# 60lb aj!!



## PorknBeans (Nov 21, 2007)

Close in offshore day...mingo were thick..this puppy ate a live ruby in 80'


----------



## Jason (Oct 2, 2007)

Dang,,,,,sweet catch!!!!


----------



## panhandleslim (Jan 11, 2013)

Gotta love that! Way to get out there and get after them.


----------



## GROUPERKING (Sep 28, 2011)

That's a good'un !


----------



## stc1993 (Nov 23, 2014)

Nice fish. I've only ate AJ once & it was a good tasting fish.


----------



## spinfactor (Sep 22, 2013)

Way to go! !!


----------



## Getsome (Sep 28, 2007)

That's a stud for sure!!


----------



## bcahn (Jan 10, 2013)

Great catch!


----------



## Bravo87 (Jun 19, 2014)

Nice hoss!


----------



## Slqfisher (Nov 8, 2007)

That's a HOSS of a AJ nice fish..


----------



## Northernhunter (Sep 28, 2014)

Congrats on a fine fish! They are a blast to catch at that size.


----------



## jcasey (Oct 12, 2007)

Heck of an AJ ! Thanks for the report and picture. Offshore reports are few and far in between right now.


----------



## cobe killer (Apr 13, 2008)

that's a stud reef donkey!! nice one!


----------



## Mullethead (Oct 4, 2007)

All of 60 lbs ! and you can't long arm a reef donkey that size ! 
in 80' that was heck of fight!
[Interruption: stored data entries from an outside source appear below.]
PR #197, opened 2025-03-31
Fix header injection crash

ArielDemarco:
# Overview
This PR fixes an issue where, in some subtasks, our logic for injecting the `traceparent` header was causing a crash.
This happens because creating Objective-C categories on `NSURLSessionTask` is not recommended, so this PR changes the approach to achieve the same result.


NachoEmbrace (approved):

sergiothinks2 (approved):
Fixes injection header crash, code looks good 👍

PR #198, opened 2025-03-31
Added EMBRACE_ENABLE_TUIST_OBJC_LINK to fix linking issues with tuist

ArielDemarco:
# Overview
When `EmbraceIO` is linked statically, Objective-C selectors from `@objc extensions` are sometimes stripped unless the `-ObjC` linker flag is explicitly passed. This flag is automatically included when using SPM or CocoaPods.

However, when using [Tuist](https://tuist.dev/), this linker setting is not added by default and should be set manually ([here're some suggestions](https://pepicrft.me/blog/2024/06/04/why-you-need-objc) from one of Tuist's creators). This affects targets like `EmbraceCore` and `EmbraceIO` which rely on such extensions to work properly (w/o the flag, some methods will simply crash).

For example: `MetadataHandler` is an `NSObject` that has one `@objc extension` that exposes a `public var userName` with a `getter` and `setter`. If the `ObjC` flag is not present in both the SDK and the app linking it statically, a crash like the following may occur:
```objc
-[EMBMetadataHandler setUserIdentifier:]: unrecognized selector sent to instance
```

## Description
This PR addresses the issue conditionally adding the `-ObjC` linker flag when the environment variable `EMBRACE_ENABLE_TUIST_OBJC_LINK` is set.

## How to enable
If you're using [Tuist](https://tuist.dev/), set the environment variable before building:
```
export EMBRACE_ENABLE_TUIST_OBJC_LINK=1
```

For example:
```
export EMBRACE_ENABLE_TUIST_OBJC_LINK=1 ; tuist install ; tuist generate
```

> [!TIP]
> `Tuist` does a great job caching things. If for some reason you’re not seeing the `-ObjC` flag applied under `Other Linker Flags`, try running `tuist clean`, then reinstall dependencies and regenerate the project.


sergiothinks2 (approved):
tested in 2 separate codebases. LGTM 👍

ferdraghi (approved):

naftaly (approved):

PR #203, opened 2025-04-03
Startup instrumentation

NachoEmbrace:


Sources/EmbraceCore/PrivacyInfo.xcprivacy
```diff
@@ -22,10 +23,10 @@
 		</dict>
 		<dict>
 			<key>NSPrivacyAccessedAPIType</key>
-			<string>NSPrivacyAccessedAPICategorySystemBootTime</string>
```
ArielDemarco, line 25: I think this shouldn't be deleted because now we're going to use it

ArielDemarco (approved):

PR #211, opened 2025-04-10
Update SDK to use dependency source instead of pre-built xcframeworks

naftaly:
This PR points the SPM package to the main KSCrash repo and updates anything required based on differences between our fork and the main repro.

Due to how nicely modularized the SDK is, the pod needed to either be split into a pod per module, or simply not import each module when built from the spec. I decided on the latter due to its simplicity. This allows us to add a compiler directive only when built using the pod and define out the import, which is also the reason for so many file changes.

You'll see a lot of the following. It's the main reason for so many file changes.
```
import EmbraceCoolModule
#endif
```

TODO:
- [x] ensure all changes from the fork are either covered by the main repo or ported.
- [x] update pod and spa to use dependencies directly instead of pre-building them.
- [ ] ~~figure out issues with KSCrash license~~
- [ ] ~~Most of the scripts in `bin` can be updated to not deal with xcframeworks.~~
- [x] All tests pass.

## Checklist


EmbraceIO.podspec
```diff
@@ -10,133 +10,113 @@ Pod::Spec.new do |spec|
   spec.documentation_url                 = "https://embrace.io/docs/"
   spec.license                        = { :type => "Apache 2.0" }
   spec.author                         = "Embrace.io"
-  spec.source                         = { "http" => "https://github.com/embrace-io/embrace-apple-sdk/releases/download/#{spec.version}/embrace_#{spec.version}.zip" }
+  spec.source                         = { :git => "https://github.com/embrace-io/embrace-apple-sdk.git", :tag => spec.version }
```
naftaly, line 13: No need to zip everything up anymore with xcframeworks, it's all built from source. We can point directly to the tag.

EmbraceIO.podspec
```diff
@@ -10,133 +10,113 @@ Pod::Spec.new do |spec|
...
-    core.dependency "EmbraceIO/EmbraceSemantics"
-    core.dependency "EmbraceIO/EmbraceConfiguration"
-  end
-
-  spec.subspec 'EmbraceCommonInternal' do |common|
-    common.vendored_frameworks = "xcframeworks/EmbraceCommonInternal.xcframework"
-  end
+  ## Tell the Swift source code to not import subspecs as modules.
+  spec.pod_target_xcconfig = {
+    'SWIFT_ACTIVE_COMPILATION_CONDITIONS' => 'EMBRACE_COCOAPOD_BUILDING_SDK'
```
naftaly, line 21: In code, we can do the following:

```
import EmbraceCoolModule
#endif
```

Package.swift
```diff
@@ -40,8 +40,8 @@ let package = Package(
     ],
     dependencies: [
         .package(
-             url: "https://github.com/embrace-io/KSCrash.git",
-             exact: "2.0.7"
+             url: "https://github.com/kstenerud/KSCrash",
```
naftaly, line 43: KSCrash directly from the source.

Tischel:
Were the changes in `CrashReporter` necessary?
Those technically mean a breaking change to the public API which we don't really want to do right now.

NachoEmbrace:
Were the changes in `CrashReporter` necessary?
Those technically mean a breaking change to the public API and we don't really want to do that right now.

naftaly:
> Were the changes in `CrashReporter` necessary? Those technically mean a breaking change to the public API and we don't really want to do that right now.

I made that change due to how highly modular the SDK is. In SPM, the modules stay the same so we have a "namespace", but in the pod, we lose modularity unless we split each subspec up into pod specs. This leaves us with a different "namespace". All that being said, KSCrash has its own `CrashReport` so we end up conflicting with it unless we namespace ours.

Updating the name was the simplest change I could make that would have minimal repercussions. I'm happy to revisit this, or find a better solution.

Sources/EmbraceCommonInternal/CrashReporter/CrashReporter.swift
```diff
@@ -8,29 +8,29 @@ import Foundation
...
 ///
 /// Implementing this protocol is optional and should only be considered in cases where
 /// additional customization in error reporting is required.
-public protocol ExtendableCrashReporter: CrashReporter {
+public protocol EmbraceExtendableCrashReporterPlugin: EmbraceCrashReporterPlugin {
     func appendCrashInfo(key: String, value: String)
 }
 
-@objc public class CrashReport: NSObject {
+@objc public class EmbraceCrashReport: NSObject {
```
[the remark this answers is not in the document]
naftaly: Screenshot 2025-04-15 at 2 28 44 PM

ArielDemarco (approved):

Congrats!


----------



## Reel Sick (May 4, 2009)

Dang... nice fish I bet that was a good battle!


----------



## Fielro (Jun 4, 2012)

Great catch, congrats


----------



## Island24 (May 12, 2008)

Blackened AJ tastes great-and you got plenty!


----------



## Kailua Boy (Jul 31, 2013)

Now that's a heathen!! Or also known as lactic acid generator! LOL nice haul and congrats!!! Hanapa'a!


----------



## jim t (Sep 30, 2007)

FATTY...

Jim


----------



## c_stowers (Jan 10, 2012)

That's a stud. Nice job!


----------



## jim t (Sep 30, 2007)

BIG donkey!!!

Jim


----------



## TOBO (Oct 3, 2007)

In 80 ft of water, NICE !


----------



## Overtime153 (Aug 7, 2014)

Nothing wrong with that...great catch guys!!


----------